# Records provided
PR #19897, opened 2025-09-10
fix: prevent numeric-only content hashes in filename templates

mduclehcm:
## Problem

When using webpack filename templates with length-limited content hashes (e.g., `[contenthash:12]`), the hash truncation was performed using simple string slicing (`hash.slice(0, length)`). This could result in truncated hashes that contain only numeric characters, which can cause issues when RealContentHashPlugin try to replace the content hash with real content hash. #14058

# Root Cause

The `hashLength` function in `TemplatedPathPlugin.js` used simple string slicing:

```javascript
// Before: Could produce numeric-only hashes
result = length ? hash.slice(0, length) : hash;
```

When a hash like `"123456789101acbdefgh"` was truncated to 12 characters, it could produce `"123456789101"` - a purely numeric string. This creates problems for `RealContentHashPlugin` which expects to find and replace these hash patterns.

## Fix

Use existing `nonNumericOnlyHash` utility function that webpack already uses internally:

### DIFF
--- a/test/TemplatedPathPlugin.unittest.js
+++ b/test/TemplatedPathPlugin.unittest.js
@@ -1,0 +1,143 @@
+"use strict";
+
+const TemplatedPathPlugin = require("../lib/TemplatedPathPlugin");
+
+describe("TemplatedPathPlugin", () => {
+	describe("hash should be non-numeric", () => {
+		// Move capturedPathReplacer to higher scope to be accessible in all describe blocks
+		let capturedPathReplacer;
+
+		// Set up capturedPathReplacer for all tests
+		beforeEach(() => {
+			const mockCompilation = {
+				hooks: {
+					assetPath: {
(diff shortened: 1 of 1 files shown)


alexander-akait:
Please add a test case

mduclehcm:
> Please add a test case

Sorry, but I really don't know how to test this case. It's hard to create a mock module that has a numeric-only content hash. Could you please give me some advice?

alexander-akait:
@mduclehcm You can mock some webpack function or create a plugin which generate only numbers

mduclehcm:
> @mduclehcm You can mock some webpack function or create a plugin which generate only numbers

I've added the unit test! Could you take another look at the PR when you get a chance?

alexander-akait:
Unfortunately, this fix does not solve the real problem with cyclic hashes, we need to look for another solution. Anyway thanks you for your contributing

PR #19902, opened 2025-09-12
fix: defer module in concatenated modules

Jack-Works:
- **fix: deferred modules define order in concatenated modules**
- **fix: transitive deferred module not emitted correctly in concatenated modules**

**What kind of change does this PR introduce?** fix: defer module in concatenated modules

**Did you add tests for your changes?** yes

**Does this PR introduce a breaking change?** no

**What needs to be documented once your changes are merged?** no

### DIFF
--- a/lib/runtime/MakeDeferredNamespaceObjectRuntime.js
+++ b/lib/runtime/MakeDeferredNamespaceObjectRuntime.js
@@ -174,7 +174,7 @@ class MakeDeferredNamespaceObjectRuntimeModule extends HelperRuntimeModule {
 				])},`,
 				`ownKeys: ${runtimeTemplate.basicFunction("", [
 					init,
-					`var keys = Reflect.ownKeys(ns).filter(${runtimeTemplate.expressionFunction('x !== "then"', "x")}).concat([Symbol.toStringTag]);`,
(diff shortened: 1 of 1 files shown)


alexander-akait:
Let's filter test with `globalThis`, node10 is not supported using `test.filter.js`, ignore node v24, looks like the new release is break something in vm, we are working on it

Jack-Works:
> Let's filter test with `globalThis`, node10 is not supported using `test.filter.js`, ignore node v24, looks like the new release is break something in vm, we are working on it

Use of globalThis is not necessary in the test. I removed it.

alexander-akait:
@Jack-Works Can you fix a test case for Node.js@10? Just filter the test, thanks

alexander-akait:
@Jack-Works I fixed logic, is it a valid solution? I think we need filter `Symbol.toStringTag` too, because we are using own

Jack-Works:
> @Jack-Works I fixed logic, is it a valid solution? I think we need filter `Symbol.toStringTag` too, because we are using own

I guess it is correct, but I'm not sure in which case a module can export a Symbol as it's own property, so maybe switch to `Object.getOwnPropertyNames` will be better.

hai-x:
Hi, we didn't make any value assertions in test case, is this as expected?

Jack-Works:
> Hi, we didn't make any value assertions in test case, is this as expected?

The original bug is in those cases, bundled code will throw a ReferenceError, so if there is no error, we can consider it is fixed. I already patched our webpack with this PR and it work well. If you want to have value assertions in this PR please let me know!

PR #19903, opened 2025-09-12
feat: static analyse import then for tree shaking

ahabhgk:
Static analyse import then for better tree shaking dynamic imported module

```js
// 1. Access with member expression in import().then()
import("./module").then(m => {
  m.a; // a is used, rest can be tree-shaken
  m.f() // f is used, rest can be tree-shaken if strictThisContextOnImports = false
  m // m namespace is used, can't be tree-shaken
})

// 2. Destructuring assignment in import().then()
import("./module").then(({ a }) => {
  a; // a is used, rest can be tree-shaken
})
```

feature

Yes

No

No


alexander-akait:
Thanks :heart:

PR #19906, opened 2025-09-13
feat: add DotenvPlugin

xiaoxiaojx:
feature: Add DotenvPlugin, inspired by [Vite’s](https://vite.dev/config/shared-options.html#envdir)  implementation and supporting similar options.

fixes - https://github.com/webpack/webpack-cli/issues/3747

Yes

No

Yes, https://github.com/webpack/webpack.js.org/pull/7662


lib/DotenvPlugin.js
```diff
@@ -0,0 +1,341 @@
...
+ */
+const mergeParse = (src, defaultSrc = "") => {
+	const parsedSrc = parse(src);
+	const parsedDefault = parse(defaultSrc);
+
+	return { ...parsedDefault, ...parsedSrc };
+};
+
+// ported from https://github.com/mrsteele/dotenv-webpack
+class DotenvPlugin {
```
alexander-akait, line 245: Let's add `dotenv : boolean | DotenvPluginOptions` option at top of webpack.config.js, i.e. when you have 

**webpack.config.js**

```js
export default {
  mode: "development",
  dotenv: true
}
```

we will apply this plugin by default (also this option should be exposed to CLI), i.e. `webpack --dotenv` should enable this plugin

declarations/plugins/DotenvPlugin.d.ts
```diff
@@ -0,0 +1,36 @@
...
+	 */
+	allowEmptyValues?: boolean;
+	/**
+	 * Adds support for dotenv-defaults. If set to true, uses ./.env.defaults. If a string, uses that location for a defaults file.
+	 */
+	defaults?: boolean | string;
+	/**
+	 * Allows your variables to be "expanded" for reusability within your .env file.
+	 */
+	expand?: boolean;
```
alexander-akait: I think we don't need this option, let's always expand variables, almost all developers use it...

declarations/plugins/DotenvPlugin.d.ts
```diff
@@ -0,0 +1,36 @@
...
+ * This file was automatically generated.
+ * DO NOT MODIFY BY HAND.
+ * Run `yarn fix:special` to update
+ */
+
+export interface DotenvPluginOptions {
+	/**
+	 * Whether to allow empty strings in safe mode. If false, will throw an error if any env variables are empty (but only if safe mode is enabled).
+	 */
+	allowEmptyValues?: boolean;
```
alexander-akait: Should we set it `true` by default? Can you look at nextjs/vite, how they work here?

declarations/plugins/DotenvPlugin.d.ts
```diff
@@ -0,0 +1,36 @@
...
+	 */
+	defaults?: boolean | string;
+	/**
+	 * Allows your variables to be "expanded" for reusability within your .env file.
+	 */
+	expand?: boolean;
+	/**
+	 * The path to your environment variables. This same path applies to the .env.example and .env.defaults files.
+	 */
+	path?: string;
```
alexander-akait: We should allow to use multiple paths here and use the same value here - https://vite.dev/guide/env-and-mode.html#env-files (`[mode]` allowed placeholder and replaced by current mode)

lib/DotenvPlugin.js
```diff
@@ -0,0 +1,341 @@
...
+
+			this.gatherVariables(
+				inputFileSystem,
+				context,
+				(err, variables, fileDependencies) => {
+					if (err) return callback(err);
+					const definitions = this.formatVariables(variables || {});
+					const DefinePlugin = compiler.webpack.DefinePlugin;
+
+					new DefinePlugin(definitions).apply(compiler);
```
alexander-akait: Let's expose only `WEBPACK_` variables by default like vite does too https://vite.dev/guide/env-and-mode.html#env-variables (we need an extra option for this to setup this value, can be array, i.e. ["WEBPACK", "CUSTOM"])

declarations/plugins/DotenvPlugin.d.ts
```diff
@@ -0,0 +1,36 @@
...
+
+export interface DotenvPluginOptions {
+	/**
+	 * Whether to allow empty strings in safe mode. If false, will throw an error if any env variables are empty (but only if safe mode is enabled).
+	 */
+	allowEmptyValues?: boolean;
+	/**
+	 * Adds support for dotenv-defaults. If set to true, uses ./.env.defaults. If a string, uses that location for a defaults file.
+	 */
+	defaults?: boolean | string;
```
alexander-akait: Do we really need this? Can you find useful case for this options? I think multiple `paths` can solve this problem

xiaoxiaojx:
@alexander-akait  Thank you for your review. The current dotenvPlugin only supports the same two options as Vite.
```ts
export interface DotenvPluginOptions {
	/**
	 * The directory from which .env files are loaded. Can be an absolute path, or a path relative to the project root. false will disable the .env file loading.
	 */
	dir?: boolean | string;
	/**
	 * Only expose environment variables that start with these prefixes. Defaults to 'WEBPACK_'.
	 */
	prefix?: string[] | string;
}
```

lib/DotenvPlugin.js
```diff
@@ -0,0 +1,429 @@
...
+		return [
+			/** default file */ ".env",
+			/** local file */ ".env.local",
+			/** mode file */ `.env.${mode}`,
+			/** mode local file */ `.env.${mode}.local`
+		].map((file) => join(inputFileSystem, dir, file));
+	}
+
+	return [];
+};
```
alexander-akait: I think we will need an option for this, some developers can use non standard filenames (I saw it many times), so what about `template` option? It will be array, like `template: [".env", ".env.local", ".env.[mode]", ".env.[mode].local"]`, only `[mode]` placeholder supported

alexander-akait (approved):

PR #374, opened 2026-04-27
GAP: scope record executable readiness for canonical programs

skulmakov-oss:
## Summary
- add `docs/roadmap/full_readiness/gap_record_executable_readiness_scope.md`
- scope the practical-programming gap exposed by weather/snake trials: record values need a reliable executable path
- define minimal record surface, required tests, acceptance criteria, and explicit out-of-scope items

## Scope
- no record implementation changes yet
- no UI / Workbench scope
- no release claim widening

## Validation

- support minimal record declaration/literal/field-access/function-parameter path through source → IR → SemCode → verify → VM
- add positive/negative record fixtures and canonical record-based example

### DIFF
--- a/docs/roadmap/full_readiness/gap_record_executable_readiness_scope.md
+++ b/docs/roadmap/full_readiness/gap_record_executable_readiness_scope.md
@@ -1,0 +1,106 @@
+# GAP: Record Executable Readiness for Canonical Programs
+
+Status: implementation-scope draft  
+Track: Semantic Full Readiness / stable language surface  
+Source trigger: initial snake/weather program trials
+
+## Problem
+
+Canonical practical programs naturally want `record` values for state, sensor packets, and domain objects. In the weather-station and snake trials, record-based source was not reliable enough for the current executable example path.
+
+This creates a mismatch between the documented language surface and the practical canonical examples that should prove the language.
+
+## Goal
+
+Close the minimal executable record path needed for canonical non-UI programs.
+
+## Required minimal surface
+
+```semantic
+record SensorState {
+    temp: f64,
+    pressure: f64,
+}
+
+fn read_temp(s: SensorState) -> f64 {
+    return s.temp;
+}
+
+fn main() {
+    let s: SensorState = SensorState { temp: 28.5, pressure: 1013.0 };
+    return;
+}
+```
+
+## Scope
+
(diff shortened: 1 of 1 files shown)


skulmakov-oss:
## Implementation notes

This is the widest technical gap in the group because the minimal record path crosses multiple layers:

```text
frontend -> semantic analysis -> IR lowering -> SemCode emission -> verifier -> VM
```

Minimum surface to close first:

```semantic
record Point { x: f64, y: f64 }

fn use_point(pt: Point) -> f64 {
    return pt.x;
}

fn main() {
    let p: Point = Point { x: 1.0, y: 2.0 };
    let v: f64 = p.x;
    return;
}
```

Important diagnostic clue for Codex:
- current `record` appears to parse partially, but valid syntax can fail with `expected '}'`;
- likely cause: parser does not register `record` correctly as a top-level file item in the executable grammar path, or record body parsing exits through the wrong production.

Implementation order recommendation:

```text
1. parser top-level item registration for `record`
2. record declaration AST/sema ownership check
3. record literal type checking
4. field access type checking
5. IR representation/lowering
6. SemCode emission/version handling
7. verifier admission
8. VM runtime value/field access
9. positive and negative fixtures
```

Keep out of scope for this slice:
- record destructuring;
- record let-else;
- punning;
- copy-with;
- mutable update;
- schema-to-record generation.

skulmakov-oss:
## Probe Pack v0 update

Current local probe result shows that the minimal executable record path already passes in the current `smc` binary:

```text
probe_record_minimal:
  check: pass
  compile: pass
  verify: pass
  run-smc: pass
  .smc size: 348 bytes
  functions: 3
  header: SEMCODE1
  epoch: 0.2
```

Disassembly confirms the expected executable path exists:

```text
MAKE_RECORD
RECORD_GET
STORE_VAR / LOAD_VAR
CALL
RET
```

This changes the implementation reading of this PR:

- record declaration/literal/field access/function parameter baseline appears already functional;
- this PR should be treated as regression-capture and documentation alignment, not as a confirmed active implementation blocker;
- the remaining useful work is adding canonical fixtures and negative tests for missing/extra/duplicate/wrong-type fields.

Recommended follow-up:

```text
Convert from implementation-blocker scope to record executable regression-hardening scope.
```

# What needs to be done
Among the lines of the entries above, count those containing the string "weather". Write the number alone.

# Written response
3